- Pitcher
- Born: July 6, 1966 Passaic, New Jersey, U.S.
- Died: August 15, 2008 (aged 42) Freehold Township, New Jersey, U.S.
- Batted: RightThrew: Left

MLB debut
- September 10, 1997, for the Philadelphia Phillies

Last MLB appearance
- June 25, 1998, for the Philadelphia Phillies

MLB statistics
- Win–loss record: 4–2
- Earned run average: 5.84
- Strikeouts: 19

KBO statistics
- Win–loss record: 1–0
- Earned run average: 9.39
- Strikeouts: 5
- Stats at Baseball Reference

Teams
- Philadelphia Phillies (1997–1998); Hanwha Eagles (2001);

= Darrin Winston =

American baseball player (1966-2008)

Darrin Alexander Winston (July 6, 1966 – August 15, 2008) was an American professional baseball pitcher. He played parts of two seasons in Major League Baseball (MLB), both for the Philadelphia Phillies, and also played in the Montreal Expos and Pittsburgh Pirates minor league organizations. He batted right-handed and threw left-handed during his baseball career, and was listed at 6' 0" in height and 195 lb. in weight. Winston had six children and one grandchild.
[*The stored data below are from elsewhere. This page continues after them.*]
PR #267, opened 2019-06-11
Fix Yices hanging when asserting in unsat context

atomb:
Yices doesn't like to see `(assert ...)` commands in an unsat context,
and prints a message about this to stderr instead of stdout. Since we're
already tracking whether the context is in an early unsat state, this
commit makes it so we don't emit any more assertions until we've left
the current solver frame.

### DIFF
--- a/what4/src/What4/Solver/Yices.hs
+++ b/what4/src/What4/Solver/Yices.hs
@@ -426,6 +426,10 @@ newConnection stream ack reqFeatures bindings = do
                  , supportQuantifiers = efSolver
                  }
 
+-- | This data type bundles a Yices command (as a Text Builder) with an
+-- indication as to whether it is safe to issue in an inconsistent
+-- context. Unsafe commands are the ones that Yices will complain about
+-- to stderr if issued, causing interaction to hang.
 data YicesCommand = YicesCommand
   { cmdEarlyUnsatSafe :: Bool
   , cmdCmd :: Builder
--- a/what4/src/What4/Solver/Yices.hs
+++ b/what4/src/What4/Solver/Yices.hs
@@ -70,6 +70,7 @@ import           Data.Bits
 
 import           Data.IORef
 import           Data.Foldable (toList)
+import           Data.Maybe
 import           Data.Parameterized.NatRepr
 import           Data.Parameterized.Some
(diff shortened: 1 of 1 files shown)


what4/src/What4/Solver/Yices.hs
```diff
@@ -434,36 +448,36 @@ instance SMTWriter (Connection s) where
...
-                       ]
+    safeCmd $ app "define" [Builder.fromText v <> "::"
+                             <> unType (fnType ((\(_,tp) -> viewSome yicesType tp) <$> args) (yicesType rtp))
+                           , renderTerm (yicesLambda args t)
+                           ]
 
   declareStructDatatype _ _ = return ()
 
-  writeCommand conn (Cmd cmd) =
+  writeCommand conn (YicesCommand earlyUnsatSafe cmd) =
```
robdockins: We didn't actually add the code here to skip sending the unsafe commands... oops

It happens to work, I guess, because we just skip the ACK phase for those commands, but we should avoid sending the commands also.

what4/src/What4/Solver/Yices.hs
```diff
@@ -415,13 +418,24 @@ newConnection stream ack reqFeatures bindings = do
...
+
+  earlyUnsatRef <- newIORef Nothing
+  conn <- newWriterConn stream (ack earlyUnsatRef) nm features' bindings (Connection earlyUnsatRef)
   return $! conn { supportFunctionDefs = True
                  , supportFunctionArguments = True
                  , supportQuantifiers = efSolver
                  }
 
-newtype YicesCommand = Cmd Builder
+data YicesCommand = YicesCommand
```
robdockins: Probably should add some code documentation here for what this safe/unsafe command stuff is all about.

what4/src/What4/Solver/Yices.hs
atomb: Oops! Good catch!

atomb: Fixed in c620a85c2a.

what4/src/What4/Solver/Yices.hs
atomb: Fixed in d70caf8e.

Winston was born in Passaic, New Jersey. He lived in Edison, where he attended Bishop George Ahr High School, and moved to Millstone Township in the late 1990s.

==Baseball career==
He attended Rutgers University where he participated in college baseball. He holds Rutgers career records for victories (26), innings pitched (278) and complete games (22). He was inducted into the Rutgers University Hall of Fame in 2000. In 1987, he played collegiate summer baseball in the Cape Cod Baseball League for the Yarmouth-Dennis Red Sox.

On June 1, 1988, Winston was drafted by the Montreal Expos in the 18th round of the 1988 MLB draft, and he signed with them on June 7 of that season. On October 15, 1994, Winston was granted free agency. On December 8, 1994, he signed as a free agent with the Pittsburgh Pirates. He was again granted free agency on October 15, 1995. On December 20, 1996, Winston signed as a free agent with the New York Mets. He was then released by the Mets on March 31, 1997, before playing a game in their organization. On April 7, 1997, he was signed as a free agent with the Philadelphia Phillies.

Winston made his MLB debut on September 10, 1997, with the Philadelphia Phillies. On the day of his MLB debut, the Phillies were playing against the New York Mets at Shea Stadium, with 13,257 people attending the game. In the bottom of the eighth inning, Winston was called upon to replace Ken Ryan, for whom Kevin Sefcik had pinch-hit in the top of the inning. He pitched one inning, striking out one batter, allowing four earned runs, three hits, and two bases on balls. The Phillies lost to the Mets, 10–2. He played his last major league game on June 25, 1998. After the season, he was not offered a contract, and became a free agent on October 15, 1998. He signed with the Los Angeles Angels of Anaheim on November 18, 1998, but he never played in professional baseball after that.

==Death==
Winston died in Freehold Township, New Jersey, on August 15, 2008, two days after being diagnosed with leukemia. He died after an exploratory laparotomy to obtain a lymph node and liver biopsy. Winston had a very low white and red blood cell count. He ruptured his spleen, did not have enough cells to fight it, and died at 3:28 a.m.